▸ **YOUR ASSIGNMENT**
Return the listing that follows, word for word.

▸ **MATERIAL PROVIDED**
------------------------------
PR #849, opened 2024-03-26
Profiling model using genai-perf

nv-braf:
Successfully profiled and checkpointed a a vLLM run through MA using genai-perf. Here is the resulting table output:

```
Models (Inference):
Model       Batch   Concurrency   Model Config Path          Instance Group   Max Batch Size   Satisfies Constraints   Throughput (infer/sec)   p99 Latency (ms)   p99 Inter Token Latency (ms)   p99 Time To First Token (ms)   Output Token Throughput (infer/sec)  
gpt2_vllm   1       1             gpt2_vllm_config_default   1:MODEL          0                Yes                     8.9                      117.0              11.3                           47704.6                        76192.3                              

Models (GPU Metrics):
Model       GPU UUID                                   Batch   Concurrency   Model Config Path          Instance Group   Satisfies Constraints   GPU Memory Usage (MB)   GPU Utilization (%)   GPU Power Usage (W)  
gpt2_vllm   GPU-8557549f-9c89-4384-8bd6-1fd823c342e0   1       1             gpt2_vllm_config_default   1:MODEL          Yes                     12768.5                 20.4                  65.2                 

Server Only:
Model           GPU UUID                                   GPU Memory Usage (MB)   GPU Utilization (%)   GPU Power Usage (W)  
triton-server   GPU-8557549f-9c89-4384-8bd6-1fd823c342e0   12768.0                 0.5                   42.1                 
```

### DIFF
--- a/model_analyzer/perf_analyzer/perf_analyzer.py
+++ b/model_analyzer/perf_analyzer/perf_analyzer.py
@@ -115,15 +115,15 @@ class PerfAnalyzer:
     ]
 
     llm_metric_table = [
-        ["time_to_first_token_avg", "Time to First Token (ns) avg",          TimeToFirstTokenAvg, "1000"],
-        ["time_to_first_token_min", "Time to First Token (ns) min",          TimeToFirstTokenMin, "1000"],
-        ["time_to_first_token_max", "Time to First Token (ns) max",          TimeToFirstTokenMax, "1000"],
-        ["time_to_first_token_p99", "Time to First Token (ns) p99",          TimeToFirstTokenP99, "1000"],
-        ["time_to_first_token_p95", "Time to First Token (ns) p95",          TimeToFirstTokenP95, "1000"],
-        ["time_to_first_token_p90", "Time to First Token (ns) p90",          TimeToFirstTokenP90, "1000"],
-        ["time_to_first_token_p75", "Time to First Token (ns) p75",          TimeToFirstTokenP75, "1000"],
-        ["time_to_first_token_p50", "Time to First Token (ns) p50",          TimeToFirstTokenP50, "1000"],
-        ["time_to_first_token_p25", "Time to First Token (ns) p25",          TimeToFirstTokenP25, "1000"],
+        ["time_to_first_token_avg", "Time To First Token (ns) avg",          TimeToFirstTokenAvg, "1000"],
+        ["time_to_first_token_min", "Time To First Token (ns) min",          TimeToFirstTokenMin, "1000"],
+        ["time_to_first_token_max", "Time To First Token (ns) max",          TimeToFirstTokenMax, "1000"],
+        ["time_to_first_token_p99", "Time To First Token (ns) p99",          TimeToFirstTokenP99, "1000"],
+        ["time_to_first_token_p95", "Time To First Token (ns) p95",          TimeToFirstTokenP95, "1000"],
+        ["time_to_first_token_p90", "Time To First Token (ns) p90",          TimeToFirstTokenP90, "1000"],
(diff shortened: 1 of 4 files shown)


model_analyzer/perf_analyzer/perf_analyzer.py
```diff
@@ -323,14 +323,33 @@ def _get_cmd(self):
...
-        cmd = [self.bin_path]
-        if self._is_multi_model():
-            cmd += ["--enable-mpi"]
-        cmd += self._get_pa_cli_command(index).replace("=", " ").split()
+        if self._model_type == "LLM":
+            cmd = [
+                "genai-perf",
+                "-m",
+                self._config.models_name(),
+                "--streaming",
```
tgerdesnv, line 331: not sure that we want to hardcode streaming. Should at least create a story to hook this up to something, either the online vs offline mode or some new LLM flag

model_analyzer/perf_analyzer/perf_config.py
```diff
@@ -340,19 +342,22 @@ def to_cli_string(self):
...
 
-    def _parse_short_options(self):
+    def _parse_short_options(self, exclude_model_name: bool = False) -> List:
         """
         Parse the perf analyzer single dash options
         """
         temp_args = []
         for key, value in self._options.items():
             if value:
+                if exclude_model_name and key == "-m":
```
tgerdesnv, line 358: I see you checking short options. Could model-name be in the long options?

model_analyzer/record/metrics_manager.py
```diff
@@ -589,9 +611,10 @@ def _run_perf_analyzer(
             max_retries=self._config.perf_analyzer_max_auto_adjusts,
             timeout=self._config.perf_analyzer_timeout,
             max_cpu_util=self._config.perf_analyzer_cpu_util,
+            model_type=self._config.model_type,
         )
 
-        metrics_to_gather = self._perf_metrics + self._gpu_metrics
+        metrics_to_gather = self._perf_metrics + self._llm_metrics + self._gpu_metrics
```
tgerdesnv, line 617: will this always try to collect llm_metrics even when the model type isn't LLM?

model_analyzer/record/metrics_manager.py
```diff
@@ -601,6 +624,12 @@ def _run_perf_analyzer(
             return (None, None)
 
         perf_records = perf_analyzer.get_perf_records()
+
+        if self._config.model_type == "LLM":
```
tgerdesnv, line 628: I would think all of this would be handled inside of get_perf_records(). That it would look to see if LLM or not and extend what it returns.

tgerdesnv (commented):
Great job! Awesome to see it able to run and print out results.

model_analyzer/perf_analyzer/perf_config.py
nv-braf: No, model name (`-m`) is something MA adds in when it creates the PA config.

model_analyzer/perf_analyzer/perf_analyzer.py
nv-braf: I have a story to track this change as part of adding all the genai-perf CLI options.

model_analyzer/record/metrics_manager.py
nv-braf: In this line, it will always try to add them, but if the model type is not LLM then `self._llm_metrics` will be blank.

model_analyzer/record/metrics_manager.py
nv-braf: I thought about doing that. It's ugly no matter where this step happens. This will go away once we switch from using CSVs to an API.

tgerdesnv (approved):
------------------------------
▸ **YOUR SOLUTION**
PR #849, opened 2024-03-26
Profiling model using genai-perf

nv-braf:
Successfully profiled and checkpointed a a vLLM run through MA using genai-perf. Here is the resulting table output:

```
Models (Inference):
Model       Batch   Concurrency   Model Config Path          Instance Group   Max Batch Size   Satisfies Constraints   Throughput (infer/sec)   p99 Latency (ms)   p99 Inter Token Latency (ms)   p99 Time To First Token (ms)   Output Token Throughput (infer/sec)  
gpt2_vllm   1       1             gpt2_vllm_config_default   1:MODEL          0                Yes                     8.9                      117.0              11.3                           47704.6                        76192.3                              

Models (GPU Metrics):
Model       GPU UUID                                   Batch   Concurrency   Model Config Path          Instance Group   Satisfies Constraints   GPU Memory Usage (MB)   GPU Utilization (%)   GPU Power Usage (W)  
gpt2_vllm   GPU-8557549f-9c89-4384-8bd6-1fd823c342e0   1       1             gpt2_vllm_config_default   1:MODEL          Yes                     12768.5                 20.4                  65.2                 

Server Only:
Model           GPU UUID                                   GPU Memory Usage (MB)   GPU Utilization (%)   GPU Power Usage (W)  
triton-server   GPU-8557549f-9c89-4384-8bd6-1fd823c342e0   12768.0                 0.5                   42.1                 
```

### DIFF
--- a/model_analyzer/perf_analyzer/perf_analyzer.py
+++ b/model_analyzer/perf_analyzer/perf_analyzer.py
@@ -115,15 +115,15 @@ class PerfAnalyzer:
     ]
 
     llm_metric_table = [
-        ["time_to_first_token_avg", "Time to First Token (ns) avg",          TimeToFirstTokenAvg, "1000"],
-        ["time_to_first_token_min", "Time to First Token (ns) min",          TimeToFirstTokenMin, "1000"],
-        ["time_to_first_token_max", "Time to First Token (ns) max",          TimeToFirstTokenMax, "1000"],
-        ["time_to_first_token_p99", "Time to First Token (ns) p99",          TimeToFirstTokenP99, "1000"],
-        ["time_to_first_token_p95", "Time to First Token (ns) p95",          TimeToFirstTokenP95, "1000"],
-        ["time_to_first_token_p90", "Time to First Token (ns) p90",          TimeToFirstTokenP90, "1000"],
-        ["time_to_first_token_p75", "Time to First Token (ns) p75",          TimeToFirstTokenP75, "1000"],
-        ["time_to_first_token_p50", "Time to First Token (ns) p50",          TimeToFirstTokenP50, "1000"],
-        ["time_to_first_token_p25", "Time to First Token (ns) p25",          TimeToFirstTokenP25, "1000"],
+        ["time_to_first_token_avg", "Time To First Token (ns) avg",          TimeToFirstTokenAvg, "1000"],
+        ["time_to_first_token_min", "Time To First Token (ns) min",          TimeToFirstTokenMin, "1000"],
+        ["time_to_first_token_max", "Time To First Token (ns) max",          TimeToFirstTokenMax, "1000"],
+        ["time_to_first_token_p99", "Time To First Token (ns) p99",          TimeToFirstTokenP99, "1000"],
+        ["time_to_first_token_p95", "Time To First Token (ns) p95",          TimeToFirstTokenP95, "1000"],
+        ["time_to_first_token_p90", "Time To First Token (ns) p90",          TimeToFirstTokenP90, "1000"],
(diff shortened: 1 of 4 files shown)


model_analyzer/perf_analyzer/perf_analyzer.py
```diff
@@ -323,14 +323,33 @@ def _get_cmd(self):
...
-        cmd = [self.bin_path]
-        if self._is_multi_model():
-            cmd += ["--enable-mpi"]
-        cmd += self._get_pa_cli_command(index).replace("=", " ").split()
+        if self._model_type == "LLM":
+            cmd = [
+                "genai-perf",
+                "-m",
+                self._config.models_name(),
+                "--streaming",
```
tgerdesnv, line 331: not sure that we want to hardcode streaming. Should at least create a story to hook this up to something, either the online vs offline mode or some new LLM flag

model_analyzer/perf_analyzer/perf_config.py
```diff
@@ -340,19 +342,22 @@ def to_cli_string(self):
...
 
-    def _parse_short_options(self):
+    def _parse_short_options(self, exclude_model_name: bool = False) -> List:
         """
         Parse the perf analyzer single dash options
         """
         temp_args = []
         for key, value in self._options.items():
             if value:
+                if exclude_model_name and key == "-m":
```
tgerdesnv, line 358: I see you checking short options. Could model-name be in the long options?

model_analyzer/record/metrics_manager.py
```diff
@@ -589,9 +611,10 @@ def _run_perf_analyzer(
             max_retries=self._config.perf_analyzer_max_auto_adjusts,
             timeout=self._config.perf_analyzer_timeout,
             max_cpu_util=self._config.perf_analyzer_cpu_util,
+            model_type=self._config.model_type,
         )
 
-        metrics_to_gather = self._perf_metrics + self._gpu_metrics
+        metrics_to_gather = self._perf_metrics + self._llm_metrics + self._gpu_metrics
```
tgerdesnv, line 617: will this always try to collect llm_metrics even when the model type isn't LLM?

model_analyzer/record/metrics_manager.py
```diff
@@ -601,6 +624,12 @@ def _run_perf_analyzer(
             return (None, None)
 
         perf_records = perf_analyzer.get_perf_records()
+
+        if self._config.model_type == "LLM":
```
tgerdesnv, line 628: I would think all of this would be handled inside of get_perf_records(). That it would look to see if LLM or not and extend what it returns.

tgerdesnv (commented):
Great job! Awesome to see it able to run and print out results.

model_analyzer/perf_analyzer/perf_config.py
nv-braf: No, model name (`-m`) is something MA adds in when it creates the PA config.

model_analyzer/perf_analyzer/perf_analyzer.py
nv-braf: I have a story to track this change as part of adding all the genai-perf CLI options.

model_analyzer/record/metrics_manager.py
nv-braf: In this line, it will always try to add them, but if the model type is not LLM then `self._llm_metrics` will be blank.

model_analyzer/record/metrics_manager.py
nv-braf: I thought about doing that. It's ugly no matter where this step happens. This will go away once we switch from using CSVs to an API.

tgerdesnv (approved):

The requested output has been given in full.